## TASK DIRECTIONS
Look over the entries that follow and work out how many lines contain "covers". State the number only.

Content starts

PR #2789, opened 2026-09-15
fix(brain): name the parameter, shape and an example when auto_feedback results are malformed

### LINKED ISSUE #2772: brain.auto_feedback refuses a bare id array with a raw deserializer error naming an internal struct
**Observed** (2026-09-15, serving build). An agent trying to discharge
retrieval feedback after a `memory.recall` gave up after three attempts and
logged an observation instead, because no shape it tried was accepted and the
refusal did not say what was wrong.

Reproduced here. Passing the ids as strings, which is what a caller reaches for
after reading `results[].id` out of a recall response:

```
brain.auto_feedback(query="...", results=["1e8807ef-...-2287a746f"],
                    target_id="1e8807ef-...-2287a746f",
                    served_by_profile_id="khive-recall-v1", signal="useful")
```

returns:

```
invalid input: invalid type: string "1e8807ef-...-2287a746f", expected struct AutoFeedbackResult
```

The same call with `results=[{"id": "..."}, ...]` succeeds. So the accepted
shape exists and is one character away from the rejected one, but the message
names an internal struct, does not name the field it was reading, does not say
that an object with an `id` key is what it wants, and does not show the
accepted form. A caller that cannot see the source has nowhere to go from it.

This sits on the retrieval feedback path, which is the one that stops being
exercised the moment it is inconvenient, so a refusal that cannot be acted on
costs every later ranking improvement.

**Ask.** Refuse with a message that names the parameter, the accepted element
shape, and one example of it. Keep the refusal itself; only the message
changes.

**Acceptance.**

- An array of bare id strings is refused with a message that contains the
  parameter name, the required element shape and a literal example.
- The message names no Rust type.
- The accepted object form still succeeds, asserted in the same test so the two
  cannot drift apart.
- Other malformed shapes for the same parameter, an array of numbers and an
  object where an array is expected, get the same class of message rather than
  a raw deserializer error.

ohdearquant:

`brain.auto_feedback` refused a `results` array of bare id strings with the deserializer's own
message, which named an internal type and neither the parameter nor the accepted shape. An agent
that had just read `results[].id` out of a recall response had no way to get from that refusal to
the object form one character away, and the retrieval feedback path is the one that stops being
exercised the moment it is inconvenient.

The refusal is unchanged. The message now names the parameter, the required element shape and a
literal example:

```
auto_feedback: `results` must be an array of result objects, each with a string `id`; pass the
whole result set, for example results=[{"id": "1e8807ef"}, {"id": "c3f21b90"}]. Element 0 is a
string.
```

The same message covers an array of numbers, an object where an array belongs, and an object whose
`id` is not a string. The check only improves the message for input the deserializer rejects anyway:
it adds no rule, and anything it admits still passes through the same deserializer.

One test carries all of it, including the accepted object form as its control, so the message and
the contract cannot drift apart. Without that arm the assertions are satisfied by a handler that
refuses everything. A refused call is asserted to write nothing.

Closes #2772.

Scope: 2 files, 1 commit.


ohdearquant:
The `Python client tests` failure on this head is #2794, not this change. The diff here is confined to `crates/khive-pack-brain`, and the failing assertion is `test_observed_id_arm9_socket_second_process_recreation` comparing a database-wide `SELECT COUNT(*) FROM events WHERE kind != 'audit'` across a window a background task can enter. The refusal the arm exists to check was itself correct in that run: `conflict`, `not_committed`, the expected `details`. Every other element of the snapshot tuple matched; the events column differed by one.

PR #2797, opened 2026-09-15
fix(db): preserve contention budgets and diagnostic evidence

### LINKED ISSUE #2346: db_diagnostics: counters are per-process but the payload carries no process identity (pid / start time)

### LINKED ISSUE #2364: WAL-pin diagnostics: align the legacy forecast cadence with housekeeping and update the ADR-023 emission wording
Two loose ends in the WAL-pin operator diagnostics:

1. **Legacy forecast cadence.** In `crates/khive-db/src/walpin.rs` the read-only inspection derives its legacy fallback window from the interval it is handed (`fallback_window_secs = stale_window_from(sweep_interval)`), and the diagnostics runtime hands it the checkpoint interval (default 500 ms) while ordinary housekeeping uses the session sweep interval (5 s). A legacy producer temp can therefore be forecast as reapable after roughly 3 s while housekeeping would not reap it until roughly 15 s. Pass the housekeeping fallback cadence into diagnostics (or resolve it in one place both paths call) and add a regression test with distinct checkpoint and session intervals.

2. **ADR-023 emission wording.** `docs/adr/ADR-023-declarative-pack-format.md` still says WAL-pin cleanup counters are emitted only when the request ran the cleanup enumeration, and that a skipped measurement is omitted rather than serialized as `0`/`false`. The read-only inspection now reports `false`/`0` for a completed pass that ran no mutating cleanup, as ADR-091 Amendment 15 describes. Amend ADR-023 to describe the read-only sidecar measurement and forecast semantics, reserving omission for a skipped or failed pass.

### LINKED ISSUE #2386: db: a failed busy_timeout update must not extend the BEGIN retry budget
In the bounded BEGIN IMMEDIATE retry (merged in #2316), lowering the connection `busy_timeout` to the remaining budget can fail; the code then continues with the previous full timeout for the following attempts, so under persistent contention the serialized writer can stall for up to three full timeout windows instead of the documented one-window bound (`crates/khive-db/src/writer_task.rs`, the retry loop around the `busy_timeout` update).

Treat a failed timeout update as budget exhausted (surface the busy refusal instead of retrying), or retry only when the update succeeded.

Related test gaps in the same file: replacing the retry backoff iterator with an empty iterator leaves all writer-task tests passing, so the second BEGIN attempt, the absorbed counter and the timeout restoration are not pinned; the transient-contention test can release its lock before the writer reaches BEGIN, so an uncontended success satisfies it. Add a test that holds the lock until the first BEGIN refusal is observed and asserts the absorbed counter and the restored timeout.

ohdearquant:

Writer retries and diagnostic snapshots now preserve the limits and lifetimes they report:

- If reducing SQLite's busy timeout fails, stop before another `BEGIN IMMEDIATE` and retain the original busy error. Count only retries actually admitted by the remaining budget. A busy refusal counts as absorbed only after the reduced timeout is installed successfully.
- Forecast stale WAL sidecars with housekeeping's compiled five-second session fallback, so a different checkpoint interval or local sweep override does not change the diagnostic answer.
- Identify diagnostic counter windows with the serving PID, OS process creation time, and main-pool generation. A rebuilt main pool advances the generation even before diagnostics first observes it; shared handles and secondary pools retain the correct lifetime. An unavailable OS start time stays null with an explicit platform reason.

The checkpoint counters remain process-wide; pool reader and writer counters can reset with a new main-pool generation. Documentation explains that distinction and the read-only sidecar forecast.

Validation: all 12 selected native regressions passed, followed by normal commit hooks including workspace/all-target Clippy, Rust and Markdown formatting, ADR links, and secret checks. The selected regressions cover retry refusal and recovery, distinct maintenance cadences, process identity across collectors and a fresh process, and pool reconstruction with reset counters.

The khive-db documentation build also passes with `RUSTDOCFLAGS="-D warnings"` after qualifying the identity type links.

Closes #2386. Closes #2364. Closes #2346.


ohdearquant:
The `Doc build (-D warnings)` failure here is real and reproduces locally: `cargo doc -p khive-db --no-deps` with `RUSTDOCFLAGS=-D warnings` exits 101 with `unresolved link to BuildIdentity` and `unresolved link to ProcessIdentity`.

Both types exist in the same file as the link, so the cause is the link form rather than a missing item. The module doc previously wrote the link with an explicit path and this change replaced it with the shorthand:

```
-//! [`BuildIdentity`](crate::diagnostics::BuildIdentity), so a reading is
+//! Every payload carries [`BuildIdentity`] and [`ProcessIdentity`] for the
```

Restoring the explicit paths on both names is sufficient: with `[`BuildIdentity`](crate::diagnostics::BuildIdentity)` and `[`ProcessIdentity`](crate::diagnostics::ProcessIdentity)` the same command exits 0.

Why the shorthand does not resolve, since it is surprising in a module that defines both types: `pub mod diagnostics;` in `lib.rs` carries an outer `///` doc comment, and with that present the module's links resolve outside module scope. Removing that outer comment makes the bare names resolve and instead makes the file's other explicit-path links report as redundant link targets. That is a diagnosis, not a suggestion — the explicit-path form is the right fix here, because the rest of the module doc already uses it and would otherwise all have to change together.

The rest of the change reads correctly to me. Three notes, none of them blocking:

1. The shared `busy_timeout` budget across `BEGIN IMMEDIATE` retries is the right shape, and the behaviour change where a failed timeout reduction now surfaces the original busy error instead of retrying with the full timeout is the part that actually bounds the window. Worth calling out in the body, since it is a behaviour change rather than a refactor.

2. `record_writer_task_begin_busy_absorbed()` moved from before the `busy_timeout` reduction to after it, so a refusal whose reduction fails is no longer counted as absorbed. That is the correct meaning for the counter's name and it matches the new comment, but it is a second semantic change in the same hunk and a reader of the diff can miss it behind the extraction.

3. `SessionSweepConfig::default().interval` and `TruncateState::default().legacy_walpin_fallback_interval` both resolve to `DEFAULT_SESSION_SWEEP_INTERVAL` today, through two independent paths, and nothing asserts they agree. If one moves off that constant the diagnostics report and the housekeeping pass would disagree about the cadence without any test noticing.

I checked the ADR-091 Amendment 6 citation rather than taking it: the amendment does say the compiled default and not the checkpoint cadence or an environment override, `DEFAULT_SESSION_SWEEP_INTERVAL` is 5 seconds as the amendment states, and Amendment 15 supersedes Amendment 6 only on the sidecar-enumeration clause, leaving the cadence rule current.

PR #2806, opened 2026-09-15
ci: pull requests skip the macOS shard that runs no tests

### LINKED ISSUE #2805: On pull requests, CI (macos-latest, shard 2/2) runs one 48-second scan and holds a runner slot whose median queue is 34.5 minutes
## Measured

Over the last 12 `pull_request` CI runs, per-job queue time versus run time:

```
macos:  n=13  queue median 34.5 min, p90 60.5   run median 0.9 min, p90 19.3
ubuntu: n=16  queue median  0.1 min, p90  0.8   run median 12.4 min, p90 48.6
```

macOS jobs spend two orders of magnitude longer waiting for a runner than ubuntu jobs do. At the
median, 97% of a macOS job's wall time is queue.

Every macOS job in that sample with a run time under 3 minutes is `shard 2/2`, at ~48 seconds,
concluding `success`.

## Why

On a pull request, `CI_SUITE` resolves to `macos-pr` for `macos-latest`
(`.github/workflows/ci.yml`, job `ci`, `env.CI_SUITE`). Every `macos-pr` step is gated
`env.CI_SUITE == 'macos-pr' && matrix.shard == 1`, and every other step is gated
`env.CI_SUITE == 'full'`. So on a pull request, `CI (macos-latest, shard 2/2)` executes exactly one
step: the ungated no-stub placeholder scan.

That is correct in the workflow's own terms — the comment on `shard` says shard 2 "exists only to
carry the second test partition", and the `macos-pr` lane has no second partition to carry. The
cost is that it still claims a macOS runner slot in the scarcest queue in the pipeline, to repeat a
48-second scan that both ubuntu shards and macOS shard 1 already run.

With nine pull requests open, that is nine macOS slots held for no test coverage.

## Proposal

Drop `{os: macos-latest, shard: 2}` from the matrix on `pull_request` events only, by building the
matrix with `fromJSON` on a conditional expression. Push, nightly and manually dispatched runs keep
the full four-job matrix, because those run `CI_SUITE == 'full'` where shard 2 does carry a real
test partition.

Nothing else changes:

- `CI (macos-latest, shard 2/2)` is not a required status check; the required contexts are
  `Secret scan (gitleaks)` and `CI gate`.
- `CI gate` aggregates `needs.ci.result`, which is computed over whichever jobs the matrix
  produced, so a smaller matrix does not weaken it.
- The placeholder scan stays guarded on every lane that compiles pull-request-controlled code:
  both ubuntu shards and macOS shard 1 still run it.

## Acceptance

- A pull request produces three `CI (...)` checks, not four, and `CI gate` still gates on all of
  them.
- A push to the default branch still produces four.
- Re-measure queue time on the following day's pull request runs and report before and after.

ohdearquant:

Closes #2805.

## Measured

Per-job queue time versus run time over the last 12 `pull_request` CI runs:

```
macos:  n=13  queue median 34.5 min, p90 60.5   run median 0.9 min, p90 19.3
ubuntu: n=16  queue median  0.1 min, p90  0.8   run median 12.4 min, p90 48.6
```

At the median, 97% of a macOS job's wall clock is spent waiting for a runner. Every macOS job in
that sample with a run time under three minutes is `shard 2/2`, at about 48 seconds, concluding
success.

## Why that job is empty

On a pull request, `CI_SUITE` resolves to `macos-pr` for `macos-latest`. Every `macos-pr` step is
gated `env.CI_SUITE == 'macos-pr' && matrix.shard == 1`, and every other step is gated
`env.CI_SUITE == 'full'`. So `CI (macos-latest, shard 2/2)` executes exactly one step on a pull
request: the ungated no-stub placeholder scan.

That is correct in the workflow's own terms. The `shard` comment already says shard 2 "exists only
to carry the second test partition", and the `macos-pr` lane has no second partition. The cost is
that the job still claims a macOS runner slot to repeat a 48-second scan that both ubuntu shards
and macOS shard 1 already run.

## The change

The matrix becomes an explicit `include` list, three entries on `pull_request` and four otherwise.
Written as two literal lists rather than an `exclude` expression so each branch names every job it
produces.

Push, nightly and manually dispatched runs are `CI_SUITE == 'full'`, where macOS shard 2 does carry
a real nextest partition, so they are unchanged.

## Why this does not weaken the gate

- `CI (macos-latest, shard 2/2)` is not a required status check. The required contexts on the
  default branch are `Secret scan (gitleaks)` and `CI gate`.
- `CI gate` aggregates `needs.ci.result`, which is computed over whichever jobs the matrix
  produced, so a three-job matrix is gated exactly as a four-job one is.
- The placeholder scan is deliberately ungated because both suites compile pull-request-controlled
  code. It still runs on both ubuntu shards and on macOS shard 1, so no lane that compiles that
  code loses it.
- A repo-wide search finds nothing outside this workflow that names the macOS shard check. The
  other `macos-latest` hits are `release.yml` and `serving-artifact.yml`, which carry their own
  matrices, and a packaging table in ADR-026.

## Verification

- `scripts/tests/test_ci_workflows.py`: 37 passed, 69 subtests passed, with the edit in place.
- That suite was proved to read the edited file rather than a copy: mutating a string it asserts on
  turned exactly one test red, and the file was restored by inverse mutation to its pre-mutation
  SHA-256 before committing.
- Both JSON branches of the expression parse, and the workflow parses as YAML with the `ci` job's
  matrix resolving to the `include` expression.

Scope: 1 file, 1 commit.


ohdearquant:
This pull request tests itself: a `pull_request` run uses the workflow from the head, so its own
run is the acceptance arm.

At `9c3c2708`, the run enumerates three matrix jobs and not four:

```
CI (macos-latest, shard 1/2)
CI (ubuntu-latest, shard 1/2)
CI (ubuntu-latest, shard 2/2)
```

`CI (macos-latest, shard 2/2)` is absent, which is the change. The other half of the acceptance,
that a push to the default branch still enumerates four, can only be read after this merges; it
will be checked on the merge commit's own run.

PR #2813, opened 2026-09-15
fix(email): reuse authenticated SMTP connections

### LINKED ISSUE #2372: email outbox: reuse the SMTP transport across deliveries in one pass
`LettreSmtp::deliver` builds a new `AsyncSmtpTransport` for every message (`crates/khive-channel-email/src/connector/smtp.rs`). With the connection-preamble split in #2333 each delivery now pays a connect + TLS + AUTH handshake plus a NOOP round trip, and the pooled connection is dropped with the transport at the end of the call.

Proposal: keep one transport per credential set for the lifetime of an outbox pass (or across passes until the OAuth token changes), so consecutive deliveries reuse the pooled connection. The preamble check then runs once per pass instead of once per message. Acceptance: a test with a scripted transport counts one connection for N deliveries in one pass; the AUTH-stage classification from #2333 is unchanged.

ohdearquant:

Sequential email deliveries reuse an authenticated SMTP connection while credentials remain unchanged, avoiding repeated connection, TLS, AUTH and NOOP exchanges. Changing OAuth credentials discards the previous connection. Failed or cancelled exchanges discard the in-flight connection so a later retry reconnects through the explicit authentication stage.

Connection setup retains implicit TLS on port 465, mandatory STARTTLS on other ports, and lettre's 60-second network/command timeout. A connection closed while idle produces a retryable transport error; the next attempt reconnects. Authentication and recipient errors retain their separate classifications.

Validation: all 197 email library tests passed, including the seven new connection lifecycle regressions; normal commit hooks passed, including workspace/all-target Clippy, Rust formatting, and secret checks; path-filtered hooks with no applicable files were skipped. Seven scripted in-memory SMTP regressions cover connection reuse, credential changes, AUTH and NOOP rejection, recipient rejection, idle closure, and cancellation.

Closes #2372.


ohdearquant:

Holding this one on a behavioral question rather than on the diff, which is sound in itself.

`EmailChannel::from_env()` is constructed once at daemon start (`crates/khive-mcp/src/serve.rs`),
so the `Mutex<Option<AuthenticatedConnection>>` this adds lives for the whole process. SMTP servers
close idle sessions in minutes. After a quiet stretch the cached connection is dead, the next
delivery reuses it, `send` fails, and the caller gets a `ChannelError`; the session is correctly
dropped and the delivery after that reconnects. On a mailer that sends a handful of notifications
an hour, that is a large share of sends failing.

The previous code could not reach that state. It constructed the transport inside every call, so
each send started from an empty pool and `test_connection` opened a live connection immediately
before the delivery. Paying a handshake per send is the cost this removes, and it was also what
made a stale connection impossible.

`smtp_closed_connection_retries_without_hiding_reconnect_auth_rejection` covers the case and
asserts the failure: it scripts a server close, requires the next delivery to error, and requires
the one after it to reconnect. The name reads as recovery; the assertions say the caller must
retry, and nothing on the send path does.

The stated reason not to reconnect is right and scoped narrower than it reads. "Calling the
connection directly cannot reconnect inside MAIL/RCPT/DATA" and "a new handshake always passes
through the connection/AUTH classifier" are both true, and neither rules out reconnecting *after* a
failed exchange on a connection that was already suspect, through that same classifier.

Suggested shape: record whether the session in hand came from the cache or was authenticated in
this call. On a send failure from a cached session, discard it, run connect and auth and classify
once, and retry the send. On a send failure from a freshly authenticated session, return the error
unchanged, so the retry is bounded at one. An AUTH rejection on the reconnect stays an auth error,
which is the property the current arm protects.

Acceptance in the harness already here: script a session that delivers once then closes, and
require the next delivery to succeed with two connections, two auths and two messages. Keep a
separate case scripting the reconnect's AUTH as 535 and requiring the auth error, so the retry
cannot swallow the classification. Add a must-not arm where a fresh session's send is refused and
no second connection is opened, or the bound is not really one.

Separately, and not a hold: holding the mutex across the exchange serialises concurrent senders
behind one connection. That is the right default at this volume and it is a change from the pooled
transport, so the struct's doc comment should say it rather than leave "sequential" to imply it.

ohdearquant:

Concrete resolution for the hold, because the behavioural question has an answer that is smaller
than it looked and one of the two halves is a naming fix.

### Probe the reused connection, do not retry the failed send

The obvious repair is to retry a failed `send` on a fresh connection. That one is not available
here: `send` drives MAIL, RCPT and DATA, and a transport error after the server has already accepted
DATA is indistinguishable at this layer from one before it. Retrying then delivers the message
twice. A duplicate notification is worse than a late one.

What is available is a probe, because it is idempotent. In the cache-hit arm of
`send_message_with_connect`, before reusing the session:

```rust
Some(session) if session.credentials == credentials => {
    if session.connection.test_connected().await {
        session
    } else {
        // The far side closed an idle session. Drop it and reconnect; the
        // message has not been offered yet, so this costs a handshake and
        // nothing else.
        let mut connection = connect().await?;
        connection.auth(mechanisms, &credentials).await.map_err(smtp_connection_error)?;
        classify_smtp_preamble_status(connection.test_connected().await)?;
        AuthenticatedConnection { credentials, connection }
    }
}
```

The asymmetry between the two `test_connected` calls is deliberate and worth a comment in the code:
on a **fresh** connection a refused NOOP is a Transport error, which is what
`classify_smtp_preamble_status` is for and what `smtp_noop_refusal_never_sends_and_next_attempt_reconnects`
pins. On a **reused** connection the same `false` means the session aged out, which is an expected
state and not an error. Same value, two meanings, separated by which arm read it.

Cost is one NOOP round-trip per delivery on the reuse path, against the connect, TLS and AUTH this
PR exists to avoid. On a mailer sending a handful of notifications an hour that trade is the whole
point of the change.

### The arm named for recovery asserts the loss

`smtp_closed_connection_retries_without_hiding_reconnect_auth_rejection` does not describe what it
runs. Its three deliveries are: success, `ChannelError::Transport`, `ChannelError::Auth`, and its
own counts say `(connections, auth, noop, messages) = (2, 2, 1, 1)`. One message delivered out of
three attempts, and the second was consumed by a dead socket. The test is correct about today's
code; the name is the part that travels, and a reader skimming names sees a covered case.

Two changes:

- rename it to state the loss, e.g. `smtp_closed_connection_costs_the_delivery_that_finds_it`, with
  the `(2, 2, 1, 1)` tuple staying exactly as it is. Keeping this arm matters: it is the control
  that shows the probe is load-bearing.
- add the recovery arm the current name implies: a CLOSE between two deliveries, and
  `counts.messages == 2`. Against the unpatched code it returns 1, which is the mutation that makes
  it worth having.

ohdearquant (commented):

ohdearquant:

Pushed `a154197b`, one commit on top of `fff6e81f`, a fast-forward verified against the remote tip
immediately before the push.

## What it does

The connector cached one authenticated connection and reused it for every later delivery on the same
credentials. An SMTP server closes an idle session on its own schedule, so the first delivery after
that close failed against a socket the connector still believed in. The cached session is now probed
with `test_connected()` before reuse, and a session that does not answer is dropped and replaced by
a fresh connect and AUTH.

The same `false` means two different things in the two arms, and the asymmetry is deliberate: on a
fresh connection a refused NOOP is a real failure and `classify_smtp_preamble_status` turns it into
an error, while on a cached one it means the session aged out, which is an ordinary state. The
comment at the site says so.

Retrying a failed SEND is deliberately not added. `send` drives MAIL, RCPT and DATA, and a transport
error after DATA was accepted cannot be told from one before it, so a retry there can deliver the
message twice. The probe is safe precisely because it runs before any of that.

## Tests

The arm named `smtp_closed_connection_retries_without_hiding_reconnect_auth_rejection` promised a
recovery it never ran — nothing in it closed a connection. It is replaced by two arms that each pin
one thing:

- `smtp_closed_connection_reconnects_and_still_delivers` — the probe's own check.
- `smtp_closed_connection_surfaces_a_refused_reauth_as_auth` — the visibility control: a reconnect
  whose AUTH is refused must still surface as an auth error rather than be swallowed by the retry.

The scripted test server now emits a NOOP reply before every delivery after the first, which is what
the probe consumes, and four existing count tuples move with it.

## Gate, on the host

    cargo fmt --all -- --check                                          rc=0
    cargo clippy -p khive-channel-email --all-targets -- -D warnings    rc=0
    cargo test -p khive-channel-email                                   rc=0   198 passed, 0 failed

## Mutation check

Written down before it ran, then run: no-op the probe so a cached session is reused unconditionally,
and `smtp_closed_connection_reconnects_and_still_delivers` must fail.

    mutated    rc=101   the arm FAILED, at the delivery count
    restored   rc=0     both arms green, file sha256 back to the pre-mutation value exactly

Without the probe the connector reuses the dead session and the delivery count reads 1 instead of 2,
which is the behaviour the arm exists to forbid.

Content ends

## RESPONSE TO THE TASK
2